L’état des contraintes est graphiquement représenté par un ellipsoïde des contraintes
(fig. 1.5).

Figure 1.5 : Ellipsoïde des contraintes.

Cet ellipsoïde peut-être de forme quelconque (δ1 ≠ δ2 ≠ δ3), en cigare (δ1 ≠ δ2 = δ3) ou
en galette (δ1 = δ2 ≠ δ3).

III. NOTIONS DE DEFORMATION

1. Définition

Lorsqu’ils sont soumis à des contraintes, les objets physiques subissent des tensions
internes, qui traduisent un état de déséquilibre des différents éléments qui les constituent.
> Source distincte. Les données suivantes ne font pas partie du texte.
Issue #16576, opened 2024-10-17
v18 p-columnFilter: Column filtering indicator is missing


rosenthalj:
### Describe the bug

In PrimeNG v18 when a table column is filtered  using the p-columnFilter component there is no indication of filtering in the corresponding table column header.

**Note:  When viewing the screenshots listed below and the videos listed below,  you may want to use "full screen mode",  because the "highlighting" of the background colors of the v17 filter icons buttons can be hard to see.** 

The following screenshot compares the "**correct**" v17 filter table demo after filtering vs "**incorrect**" v18 filter table demo after filtering:

![Angular_Table_Component_and_Angular_Table_Component_and_Angular_Select_Component](https://github.com/user-attachments/assets/bf551750-af72-47dc-963e-e2c1e0c29297)

The following screenshot compares the style of the filtered name button element for v17 and v18

![Angular_Table_Component_and_Angular_Table_Component_and_History_for_src_app_components_megamenu_megamenu_ts_-_primefaces_primeng_and_Angular_Select_Component](https://github.com/user-attachments/assets/f32dac3f-6f10-47c9-bc84-bba67a75d808)

The following video shows the v17 Table Advanced Filter demo "**indicating**" that column filters are set

https://github.com/user-attachments/assets/c40b22d0-337d-4163-9d2e-d06295ed3bbe

The following video shows the v18 Table Advanced Filter demo  "**not indicating**" that column filters are set

https://github.com/user-attachments/assets/b18edccb-1927-4226-ae0a-770eea155033

### Environment

n/a

### Reproducer

https://v18.primeng.org/table#filter-advanced

### Angular version

18.x

### PrimeNG version

18.0.0.beta-3

### Build / Runtime

Angular CLI App

### Language

TypeScript

### Node version (for AoT issues node --version)

n/a

### Browser(s)

chrome, firefox, safari

### Steps to reproduce the behavior

1. Run the v18 Table  Filter Advance Demo: https://v18.primeng.org/table#filter-advanced
2. Filter for one or more columns
--- After the table is filtered there will be no indications in the table that any of the  filters have been set  (bad)

### Expected behavior

When a column filter is set the corresponding column filter has a visual indication that it has been set.

I.e.  v18 column filter set indicating functionality should work similarly to the current v17 functionality

cagataycivici:
[...]

PR #16588, opened 2024-10-18
Fixed primefaces#16576 - Column Filter missing primary color

EnricoMessall:
fix: primefaces#16576

+ CX Function add support for flatting functions for styleClass (Similar to ngStyle doing it)
+ Added new theming for p-column filter active button color
+ Added p-datatable-column-filter-button-active class again

The cx function adjustment is important so parts using [styleClass] can work with cx having a function as return value. With that the cx functions flattens the function result as the ngStyle does and directly provides styleClass with the required string. Making styleClass do that directly would require a rework of all styleClass components so that was the best option from my point of view.


rosenthalj:
This PR #16588 doesn't fix Issue #16576.

I download the PR branch and tested the fix.  The video and annotate3d screenshot listed below shows that this PR doesn't fix Issue #16576:  **"When a table column is filtered using the p-columnFilter component there is no indication of filtering in the corresponding table column header"**.


https://github.com/user-attachments/assets/6d74bb8e-0837-4ca7-aade-d45b023b4ce7



Angular_Table_Component

EnricoMessall:
@rosenthalj Look at the video i send, i couldnt upload it here because its too big for github. Its also showing this MR, you can see how the active button is applied to the filter but the color is new in PrimeNG v18 and is also black but with another level of darkness. You can also see that i change the overall primary color token and then also the selected filter color changes to the adjusted primary color.

rosenthalj:
> @rosenthalj Look at the video i send, i couldnt upload it here because its too big for github. Its also showing this MR, you can see how the active button is applied to the filter but the color is new in PrimeNG v18 and is also black but with another level of darkness. You can also see that i change the overall primary color token and then also the selected filter color changes to the adjusted primary color.

@EnricoMessall  can you try saving your video at a lower resolution or provide screenshots? I can not verify the results of your PR.  Somehow/Somewhere something is obviously wrong or inconsistent?

EnricoMessall:
@rosenthalj Look into the primeng discord. I've messaged you there with the video.

rosenthalj:
@EnricoMessall 

Your video on **PrimeNG Discord** is nice and I now understand what you are trying to convey.

I confirmed that after your changes, the **p-datatable-column-filter-button-active** class is now being added to the filter button.  This is similar to v17.  PrimeNG v17 uses the **p-column-filter-menu-button-active** class for the filter button.  It appears that PrimeNG v18 is changing a lot of CSS class names.

Unfortunately,  even with your changes,  the PrimeNG Table Filter Advance Demo is still not working properly.  As a result,  any software upgraded from 17.x  to 18.x will still not have any visual indication when the  table has been filtered unless the developer realizes its now their responsibility to fix table filter visual indicators.


Note on your video: You were eventually able to change the filter button color by using the browser's "inspection" functionality.   In v17 both the filter button color and the filter button background colors are changed to indicate  a column has been filtered.

EnricoMessall:
Hi @mertsincan i've fixed Merge Conflicts. I would please you to not take that long with merging it due to the size of changes, i acutally dont want to resolve all conflicts in every file a fourth time :D

mertsincan:
Thanks a lot for your contribution! But, unfortunately, we cannot accept this PR. New tokens can only be added by the PrimeNG team. Because we have many products related to it and we have to make decisions with the design team to add new tokens.

PR #16593, opened 2024-10-19
Fix #16298

### LINKED ISSUE #16298: Menu closes itself immediately when the menu and its button toggle is inside ShadowDom
### Describe the bug

`p-menu` cannot be opened when the menu and its button toggle is inside ShadowDom encapsulation. The menu closes itself right away.

This seems to be caused by `bindDocumentClickListener`. Inside the shadow dom, `event.target` will be the shadow root even if the button itself is clicked, so `isOutsideContainer‎` and `isOutsideTarget` are always true. It might need to check if the event is composed and if the toggle element contains the first element of the event's composed path (`event.composed ? toggleElement.contains(event.composedPath()[0]) : toggleElement.contains(event.target)`).

### Environment

Angular app with PrimeNG

### Reproducer

https://stackblitz.com/edit/github-fhq1jp?file=src%2Fapp%2Fapp.component.html

### Angular version

17.3.7

### PrimeNG version

17.18.8

### Build / Runtime

Angular CLI App

### Language

TypeScript

21.7.1

### Browser(s)

_No response_

- Create a component with a popup p-menu and button to toggle the menu.
- Wrap that component around with another component that has ShadowDom encapsulation.
- In primeng-menu.mjs, put a debug point inside the `hide()` function.
- Click on the button. The debug point will pause inside `hide()`.
- The menu is visible when the debug point is paused. After the debug point resumes, the menu will disappear.

### Expected behavior

`p-menu` should stay opened.

kapnak:
I encounter the exact same issue as mention in #16298.

This pull request implement the fix proposed by @hyilai in the issue #16298.

### DIFF
--- a/src/app/components/menu/menu.ts
+++ b/src/app/components/menu/menu.ts
@@ -724,8 +724,9 @@ export class Menu implements OnDestroy {
             const documentTarget: any = this.el ? this.el.nativeElement.ownerDocument : 'document';
 
             this.documentClickListener = this.renderer.listen(documentTarget, 'click', (event) => {
-                const isOutsideContainer = this.containerViewChild?.nativeElement && !this.containerViewChild?.nativeElement.contains(event.target);
-                const isOutsideTarget = !(this.target && (this.target === event.target || this.target.contains(event.target)));
+                const eventTarget = event.composed ? event.composedPath()[0] : event.target;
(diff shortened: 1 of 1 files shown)


mertsincan:
Thank a lot for your contribution!

Issue #16567, opened 2024-10-17
ViewEncapsulation.ShadowDom / Missing styles


fxprunayre:
### Describe the bug

When using 
```ts
  encapsulation: ViewEncapsulation.ShadowDom,
```

![image](https://github.com/user-attachments/assets/b78283fd-7187-412f-807f-6fe4f4ae1fb4)

Styles are added in main body 
![image](https://github.com/user-attachments/assets/56b3fac5-4460-4af9-ac01-9e82d2a1681a)

and are not available in the shadowDOM part.

![image](https://github.com/user-attachments/assets/0cb7424b-32c9-4e2a-960b-20a47a671ac9)

### Environment

-

### Angular version

18.2.0

### PrimeNG version

18.0.0-beta.3

### Build / Runtime

Angular CLI App

### Language

TypeScript

### Node version (for AoT issues node --version)

18.19.1

### Steps to reproduce the behavior

Create a component and use
```ts
  encapsulation: ViewEncapsulation.ShadowDom,
```

### Expected behavior

Insert style in ShadowDom instead of main document.

mertsincan:
I think we can try to inject styles using https://github.com/angular/angular/blob/main/packages/platform-browser/src/dom/dom_renderer.ts#L408

fxprunayre:
> I'll work on it and get back to you.

@mertsincan , I tried to investigate the issue in https://github.com/primefaces/primeng/issues/16567 but being new to primeng it is quite hard to figure out all the mechanism. Any help from a more experimented developer on the theming system would be appreciated! It you can have a look? and check if it is the right direction for a fix. Thanks.

maitrungduc1410:
what I realize is PrimeNG appends CSS to `<head>` at runtime (when a component is actually used)

<img width="480" alt="Image" src="https://github.com/user-attachments/assets/a5fae33e-8b12-48bc-84b7-120ebdb430f3" />

the logic to append CSS is here: [primeng/packages/primeng/src/usestyle/usestyle.ts at master · primefaces/primeng](https://github.com/primefaces/primeng/blob/master/packages/primeng/src/usestyle/usestyle.ts)

I modify the code to append styles to eh shadowRoot, but still some styles are missing:

![Image](https://github.com/user-attachments/assets/83d0d9a5-e655-4b65-b863-587908a20fa6)

Then I found that it's because the style here are under `:root`, while if it's inside ShadowDOM it should be `:host`, then I manually change, then it finally works:

[...]

PR #16596, opened 2024-10-20
Fixes primefaces#16595 - CSS Layers for example with Tailwind CSS fail when appending styles to header and SSR enabled

EnricoMessall:
fix primefaces#16595

Using custom implementation of prepend instead of the normal one that is not known by SSR


fxprunayre:
Would this also fix https://github.com/primefaces/primeng/issues/16567? At least it gives me a pointer where to look about styles.

Issue #16546, opened 2024-10-14
Modernize Components to Align with New Angular Syntax (Signals, Input/Output Signals, Computed, and Effect)


medbenmakhlouf:
In preparation for upcoming Angular versions, we need to update our components to leverage the new Angular syntax, which includes using Signals, Input/Output Signals, computed, and effect. This modernization aims to reduce the reliance on lifecycle hooks, improving change detection and overall performance. These changes will also future-proof the application, aligning it with Angular's evolving best practices.

I will take the initiative to convert components progressively, starting from the simplest to the most complex ones, working in collaboration with the PrimeNG team. Additionally, I will write more comprehensive test cases to ensure the correctness and reliability of the updated components.

This update will include:

Replacing lifecycle hooks with Signals for better state management.
Introducing Input and Output Signals for component communication.
Utilizing computed for derived state.
Applying effect to handle side effects efficiently.
By adopting these changes, we can ensure our components are more reactive, performant, and easier to maintain in the long term, with better test coverage to support the changes.

mertsincan:
Wowww, thanks a lot for your contribution! After the 18 release, we plan to work on tests and signal base structures. That's why I've set a 18.x milestone for now. I'll review and merge this PR before starting work. Thanks a lot for your understanding!

medbenmakhlouf:
@mertsincan You're very welcome! I'm glad to contribute and be part of this evolution. The 18.x milestone makes perfect sense, especially with the focus on tests and signal-based structures. Please feel free to share any feedback on the PR—I’ll be happy to make adjustments if needed. I’m also willing to help convert other components to modern Angularr. Looking forward to seeing the progress in this exciting phase. Thank you for your support!

medbenmakhlouf:
@cagataycivici Could you please explain why all my PRs are being closed? I understand that it might be better to address these changes once PrimeNG supports v19. I’m happy to resume working on them when v19 is ready.

jadgeagea:
Is primeNG 19 works with angular signals and how.
The documentation use ngModal not signal.
Please advise

PR #16602, opened 2024-10-20
feat (v18): Modernize floatlabel and expand test

medbenmakhlouf:
### Refactor:
Updated the ToggleSwitch component to leverage Angular's new signal-based inputs for enhanced reactivity and performance optimization.

### Test Cases: Added comprehensive test cases to cover:
Dynamic input handling (label, icon, image)
Inline styles and CSS class binding
Size variations (normal, large, xlarge)
Shape variations (square, circle)
Error handling for image loading
Accessibility (aria-label, aria-labelledby)
Custom styling and class inputs (styleClass, style)

Fix https://github.com/primefaces/primeng/issues/16546

### DIFF
--- a/src/app/components/floatlabel/floatlabel.spec.ts
+++ b/src/app/components/floatlabel/floatlabel.spec.ts
@@ -1,0 +1,62 @@
+import { ComponentRef } from '@angular/core';
+import { ComponentFixture, TestBed } from '@angular/core/testing';
+import { FloatLabel } from './floatlabel';
+
+describe('FloatLabel', () => {
+    let floatLabel: FloatLabel;
+    let fixture: ComponentFixture<FloatLabel>;
+    let floatLabelRef: ComponentRef<FloatLabel>;
+    let hostElement: HTMLElement;
+
+    beforeEach(() => {
+        TestBed.configureTestingModule({ imports: [FloatLabel] });
+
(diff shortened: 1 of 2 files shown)


vladovelichkovski:
@medbenmakhlouf 
An idea for all the PRs that you have for PrimeNG for v18.
mark all `inputs, outputs, viewChild, ciewChildren...` as `readonly` to prevent accidental mutations or assignments.
Also, you can mark all `injected` variables like you have here (`_componentStyle = inject(FloatLabelStyle);`) as `readonly` as well for the same reason. They can be also `private` or `#` prefixed.

Another idea is to start replacing all `private` methods and variables with `#` prefix. ([https://developer.mozilla.org/en-US/docs/Web/JavaScript/Reference/Classes/Private_properties](https://developer.mozilla.org/en-US/docs/Web/JavaScript/Reference/Classes/Private_properties))

A discussion is maybe needed with the PrimeNG team if they want to accept this code style and changes.

P.S: PR Checker is failing because the PR is not linked with any issue. Create an issue for every PR and link them.

mertsincan:
After the 18 release, we plan to work on tests and signal base structures. That's why I've set a 18.x milestone for now. I'll review and merge this PR before starting work. Thanks a lot for your understanding!

PR #16644, opened 2024-10-27
fix(docs): removes extra spacing and renames "warning" to "warn"

saloiofun:
- Removes extra spacing 

- Renames "warning" to "warn" to match the `severity` type defined in 
https://github.com/primefaces/primeng/blob/6f926f194c970794d8829db0dfa204a526c187bb/src/app/components/button/button.ts#L150

Issue https://github.com/primefaces/primeng/issues/16645


mertsincan:
Good catch! Could you please update PR? and I'll merge it asap.

Issue #16625, opened 2024-10-23
Component: Auto Complete - with Force Selection, selected option is overriding with the matched value 


dpeese:
### Describe the bug

When Force Selection is enabled, if we have options like below, on entering "Afghanistan" and selecting option "Afghanistanb" is still emitting "Afghanistan" instead of "Afghanistanb". It is only happening for the first time
Ex:
Afghanistan
Afghanistana
Afghanistanb

### Environment

primeng
nodejs
angular

### Reproducer

https://stackblitz.com/edit/632ydq?file=src%2Fapp%2Fautocomplete-reactive-forms-demo.ts,src%2Fservice%2Fcountryservice.ts,src%2Fapp%2Fautocomplete-reactive-forms-demo.html

### Angular version

18

### PrimeNG version

17.18.11

### Build / Runtime

Angular CLI App

### Language

TypeScript

### Node version (for AoT issues node --version)

18

### Browser(s)

chrome

mertsincan:
Fixed in https://github.com/primefaces/primeng/pull/16649

PR #16649, opened 2024-10-27
fix: In autocomplete dropdown, the item’s event has been changed from click to mousedown

P5175:
#16625
In an autocomplete input component, events can often lead to unintended order of execution, particularly when handling change and click events. When a user types in the input and then selects an item from the dropdown list, the change event fires first because it’s triggered as soon as the input field loses focus or updates its content. Then, the click event on the dropdown item is executed.

Problem:
change Event: This triggers first when the input value changes, such as when the user clicks outside the input or the dropdown, updating the internal value.
click Event on Dropdown Item: This triggers after the change event, potentially overriding or undoing the intended selection behavior.
Solution with mousedown Event:
To change the order and have the dropdown selection (click) execute before the change event, you can replace click with the mousedown event on the dropdown items. This way:

mousedown Event on Dropdown Item: Fires when the user presses the mouse button down on the dropdown item, executing before the input loses focus.
change Event: Now, the change event fires after mousedown, updating the input field only after the item is selected.


mertsincan:

Issue #16651, opened 2024-10-28
Multiselect: When opntionName is not set, getting value in template is failing


mperezd:
### Describe the bug

When optionValue is not set and we override selectedItems template, getting value is not working as expected when the object in options has a "value" field.

### Environment

Chrome and Linux

### Angular version

17.3.10

### PrimeNG version

17.18.11

### Build / Runtime

Angular CLI App

### Language

TypeScript

### Node version (for AoT issues node --version)

21.6.0

PR #16652, opened 2024-10-28
Fix variable in getOptionValue in multiselect #16651

mperezd:
Fix for issue #16651


rosenthalj (commented):
I'm not sure if this proposed change is correct or not (I'm not trying to validate it),  but  the conditional ternary operator (this.optionValue ?) results in  (!this.optionValue) always being true and can be removed:

Fix_variable_in_getOptionValue_in_multiselect__16651_by_mperezd_·_Pull_Request__16652_·_primefaces_primeng

I then decided to review the original code change and now my question is was the original "!this.optionLabel" logic correct or not?  I don't know,  but ...

Blaming_primeng_src_app_components_multiselect_multiselect_ts_at_master_·_primefaces_primeng

PR #1911, opened 2023-04-30
add task solution

LeonIllya:
- [DEMO LINK](https://LeonIllya.github.io/layout_catalog_hovers/)


amashutikov (changes requested):
Good job. But your demo-link is not working(

Ihor-Karpyn (changes requested):
- do we need to change card backgrount on hover?
image

- animation should be smooth

>- Smoothly (during 300ms) increase the card by 20 percent on hover (neighboring cards should not be affected)
>- Smoothly (during 300ms) change card title text color to #34568b


 
 


- create variables for colors

Ihor-Karpyn (commented):
fix demolink pls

Les
modifications géométriques des relations entre leurs éléments constitutifs tendent à placer ces
objets dans un nouvel état d’équilibre. Ces modifications représentent la déformation de
l’objet soumis à un état de contraintes. Dans le cadre des situations géologiques, on définit la
déformation comme un changement de forme, de position ou d’orientation subi par un objet
soumis à l’application d’une contrainte.

2. Les mécanismes de la déformation

A l’échelle des objets macroscopiques, les mécanismes de la déformation peuvent être


de quatre types : la translation, la rotation, la distorsion et le changement de volume (fig. 1.6).

Figure 1.6 : Déformation d’un objet carré par translation (a), rotation (b) et distorsion.

La translation est un changement de position sans changement des relations scalaires


et angulaires entre les différentes parties du corps considéré. En clair, l’ensemble des points
qui représentent l’objet déformé subissent un déplacement égal dans le même sens.

La rotation est un changement d’orientation de l’objet sans modification des relations


géométriques des parties qui le constituent.

La distorsion se traduit par un changement de forme. Les relations géométriques des


différentes parties qui constituent le corps déformé sont alors modifiées.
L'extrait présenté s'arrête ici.